(INFORMATION PROVIDED Opens)

PR #47, opened 2022-07-16
Update to go 1.17 and latest tools, add max-reconcile-rate

### LINKED ISSUE #32: Scalability: support --max-reconcile-rate arg

From https://crossplane.slack.com/archives/CEG3T90A1/p1647335790153809?thread_ts=1647335364.461669&cid=CEG3T90A1:

I'm observing that a single XRC with a composition provisionning 4 kubernetes provider Objects is taking ~30-60s to become ready on a fresh empty K8S cluster. When there is an set of existing 300 XRCs already reconciled, then a new XRC reconciles in 30 minutes on my cluster.
I'm running latest versions (crossplane 1.6.4 with helm provider  0.10 and kubernes provider 0.10.0) with the --max-reconcile-rate=100 arg in the helm chart args.

From https://github.com/crossplane/crossplane/issues/2595#issuecomment-983166375, the helm and kubernetes providers don't yet support the max reconcile rate option. 

Support for the `--max-reconcile-rate` would enable concurrent parallel processing of kubernetes provider Object MRs

bobh66:

Updated provider to go 1.17 and added the --max-reconcile-rate argument to allow for concurrent processing of up to 10 reconciliations by default.   I used the latest provider-template as a template for these changes.

Fixes #32 

I have:

The code has been running in our dev/test environment with no issues.


cmd/provider/main.go
```diff
@@ -19,29 +19,36 @@ package main
...
+	"k8s.io/client-go/tools/leaderelection/resourcelock"
 	ctrl "sigs.k8s.io/controller-runtime"
 	"sigs.k8s.io/controller-runtime/pkg/log/zap"
 
 	"github.com/crossplane/crossplane-runtime/pkg/logging"
 	"github.com/crossplane/crossplane-runtime/pkg/ratelimiter"
 
 	"github.com/crossplane-contrib/provider-kubernetes/apis"
-	"github.com/crossplane-contrib/provider-kubernetes/internal/controller"
+	template "github.com/crossplane-contrib/provider-kubernetes/internal/controller"
```
turkenh, line 37:
```suggestion
	object "github.com/crossplane-contrib/provider-kubernetes/internal/controller"
```

cmd/provider/main.go
```diff
@@ -50,20 +57,43 @@ func main() {
...
+
+		// controller-runtime uses both ConfigMaps and Leases for leader
+		// election by default. Leases expire after 15 seconds, with a
+		// 10 second renewal deadline. We've observed leader loss due to
+		// renewal deadlines being exceeded when under high load - i.e.
+		// hundreds of reconciles per second and ~200rps to the API
+		// server. Switching to Leases only and longer leases appears to
+		// alleviate this.
+		LeaderElection:             *leaderElection,
+		LeaderElectionID:           "crossplane-leader-election-provider-template",
```
turkenh, line 74:
```suggestion
		LeaderElectionID:           "crossplane-leader-election-provider-kubernetes",
```

cmd/provider/main.go
```diff
@@ -50,20 +57,43 @@ func main() {
...
-	kingpin.FatalIfError(controller.Setup(mgr, log, rl, *pollInterval), "Cannot setup Template controllers")
+	o := controller.Options{
+		Logger:                  log,
+		MaxConcurrentReconciles: *maxReconcileRate,
+		PollInterval:            *pollInterval,
+		GlobalRateLimiter:       ratelimiter.NewGlobal(*maxReconcileRate),
+		Features:                &feature.Flags{},
+	}
+
+	kingpin.FatalIfError(template.Setup(mgr, o), "Cannot setup Template controllers")
```
turkenh, line 90:
```suggestion
	kingpin.FatalIfError(object.Setup(mgr, o), "Cannot setup controllers")
```

cmd/provider/main.go
```diff
@@ -19,29 +19,36 @@ package main
...
+		debug            = app.Flag("debug", "Run with debug logging.").Short('d').Bool()
+		syncInterval     = app.Flag("sync", "Controller manager sync period such as 300ms, 1.5h, or 2h45m").Short('s').Default("1h").Duration()
+		pollInterval     = app.Flag("poll", "Poll interval controls how often an individual resource should be checked for drift.").Default("1m").Duration()
+		leaderElection   = app.Flag("leader-election", "Use leader election for the controller manager.").Short('l').Default("false").Envar("LEADER_ELECTION").Bool()
+		maxReconcileRate = app.Flag("max-reconcile-rate", "The number of concurrent reconciliations that may be running at one time.").Default("10").Int()
 	)
 	kingpin.MustParse(app.Parse(os.Args[1:]))
 
-	zl := zap.New(zap.UseDevMode(*debug))
+	zl := zap.New(zap.UseDevMode(*debug), UseISO8601())
```
turkenh, line 51: What is the default value of this? 
What is the motivation behind changing the default here?

turkenh (commented):
Thanks @bobh66, left couple of minor comments!

cmd/provider/main.go
bobh66: The default for this changed between crossplane-runtime 0.14 and 0.15, I think as a result of the upgrade to zap or zapr.   The default used to be ISO8601 format, and it changed to epoch time which is probably more machine readable (though I would think a machine could consume ISO8601 just as easily) but a lot less human readable, and it makes debugging harder when trying to track down specific times.   Another option would be to only set it to ISO8601 when using debug mode if there is a reason for it to be epoch by default.

cmd/provider/main.go
bobh66: Fixed in latest patchset

cmd/provider/main.go
bobh66: fixed in latest patchset

cmd/provider/main.go
bobh66: fixed in latest patchset

turkenh (approved):

bobh66:
@turkenh - this seems to have broken the main branch because the CRDs generated by this package are missing the apiVersion field.  I see the same thing with the same changes in provider-terraform.   Any idea what could be missing/incorrect that would cause controller-gen to not include the apiVersion?

bobh66:
CRD issue Resolved by #49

(INFORMATION PROVIDED Closes)

ASSIGNMENT: Within the records above, each line containing "have" is to be returned.

COMPLETED TASK:
I have:
@turkenh - this seems to have broken the main branch because the CRDs generated by this package are missing the apiVersion field.  I see the same thing with the same changes in provider-terraform.   Any idea what could be missing/incorrect that would cause controller-gen to not include the apiVersion?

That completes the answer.